A model structure and Hopf-cyclic theory on the category of coequivariant modules over a comodule algebra

Let H be a coFrobenius Hopf algebra over a field k. Let A be a right H-comodule algebra over k. We recall that the category of right H-comodules admits a certain model structure whose homotopy category is equivalent to the stable category of right H-comodules given in Farina's paper. In the first part of this paper, we show that the category of left A-module objects in the category of right H-comodules admits a model structure, which becomes a model subcategory of the category of H*-equivariant A-modules endowed with a model structure given in the author's previous paper if H is finite dimensional with a certain assumption.

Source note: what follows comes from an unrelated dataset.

PR #5233, opened 2022-07-09
Rest-catalog: Add flexibility to paths in rest catalog

Fokko:
While generating Python code from the open-api spec to bootstrap the Python rest catalog implementation I noticed that the URLs were constructed differently than expected.

For our service the warehouse uuid is encoded as part of the path:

Note that this category is not a Frobenius category in general. We also construct a functorial cofibrant replacement by proceeding the similar argument as in Qi's paper. In the latter half of this paper, we see that cyclic H-comodules which give Hopf-cyclic (co)homology with coefficients in Hopf H-modules are contructible in the homotopy category of right H-comodules, and we investigate a Hopf-cyclic (co)homology in slightly modified setting by assuming A a right H-comodule k-Hopf algebra with H-colinear bijective antipode in stable category of right H-comodules and give an analogue of the characteristic map. We remark that, as an expansion of an idea of taking trivial comodule k as the coefficients, if we take an A-coinvariant part of M assuming M a Hopf A-module in the category of right H-comodules, we have the degree shift of cyclic modules.